ポルトガルの土産品に「鶏」・・・。なぜ「鶏」か分かりました。それをメモしておきます。

ポルトガルの雄鶏「gallo=ガロ」は「真実の証、バルセロスの雄鶏」として知られている。バルセロスは地理上ではポルトの上部、ミーニュ地方にある。

バルセロスという町はその昔からポルトガルからサンチアゴ巡礼をする時の中継地となっていて、「ガロ」がそのような意味で認識されるようになったのもその巡礼と関連しているそうで、その話は16世紀に遡る。
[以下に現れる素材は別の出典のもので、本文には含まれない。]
PR #121, opened 2025-10-22
patch: Upgrades v3 - integration tests

Gu1nness:
## 🏷 Type of changes

- [x] Documentation Update
- [x] Tooling and CI changes

## 📝 Description

Introduce integration tests for refreshes v3.
This also brings some fixes to the codebase, more accurate pre-refresh checks
This also fixes a bug in the mongos charms where some charms would not startup
This also fixes an issue in the mongodb charms where the updated versions where not shared to the shards/config-server until the upgrade was finished.

## 📑 Motivation and Context

Finish refresh v3

This is the tests.

## ✅ Checklist


single_kernel_mongo/core/abstract_upgrades_v3.py
```diff
@@ -108,6 +107,12 @@ def _mongodb_checks(self) -> None:
             logger.error("Cluster cannot read/write to replicas")
             raise charm_refresh.PrecheckFailed("Cluster is not able to read/write to replicas")
 
+        if not (
+            isinstance(charm_api.event, charm_api.ActionEvent)
+            and charm_api.event.action == "pre-refresh-check"
+        ):
+            return
```
Mehdi-Bendriss, line 117: can you add a log before the return?

single_kernel_mongo/core/operator.py
```diff
@@ -393,3 +393,10 @@ def build_local_tls_directory(self) -> None:
             return
 
         Path(self.state.paths.conf_path).mkdir(exist_ok=True)
+
+    def instantiate_keyfile(self):
+        """Instantiate the keyfile."""
+        if not (keyfile := self.state.get_keyfile()):
+            raise Exception("Waiting for leader unit to generate keyfile contents")
```
Mehdi-Bendriss, line 400: this is okay for the current PR, as it's been simply relocated from elsewhere in the code, but we should scan those in the future to have more specific exceptions

single_kernel_mongo/managers/upgrade_v3.py
```diff
@@ -242,6 +262,8 @@ def is_write_on_secondaries(
         secondary_config = copy.deepcopy(mongodb_config)
 
         for replica_ip in mongodb_config.hosts:
+            if replica_ip == self.state.unit_peer_data.internal_address:
+                continue
```
Mehdi-Bendriss, line 266: do we have the guarantee that the current unit is the primary?

Mehdi-Bendriss (commented):
Thanks Neha, great work! I left a couple of questions

single_kernel_mongo/core/operator.py
Gu1nness: Agreed, I'll create an issue for that

single_kernel_mongo/managers/upgrade_v3.py
Gu1nness: No.
However, this test runs in between refreshes, before the unit is restarted.
This means that this test fails in the case we're during a refresh.
We can't check if a refresh is in progress while this code runs because it runs in the real refresh object.
I think it's a best effort to check on every other node than our node if there's the data.

Mehdi-Bendriss (dismissed):

patriciareinoso (dismissed):

Mehdi-Bendriss (approved):

patriciareinoso (approved):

ある日バルセロスに一人のガリシア人が通りかかり宿をとるが、その当時町で横行していた盗みの犯人として逮捕される。男は無実を訴えがとうとう絞首刑を言い渡されます。

男は最後の願いとして自分にその判決を言い渡した裁判官を訪ねたいと言います。宴を開いていて町の名士たちと集っていた裁判官に男は再度自分の無実を訴えますが誰も信じる者はいなかった。

テーブルの上に載せられている丸焼きの雄鶏のご馳走を目にした男は「明日の朝、刑に処せられる時、わたしの無実の証として、この丸焼きの雄鶏が鳴きだすだろう」と言った。これを聞いて人々は大笑いしていたが、そのご馳走に手をつけないで明朝まで置いておくことにします。

翌朝の処刑時間、テーブルに載っていた雄鶏が起き上がって「コケコッコー!」と鳴いた。裁判官は男の潔白を悟り、改めて無実の判決を下した。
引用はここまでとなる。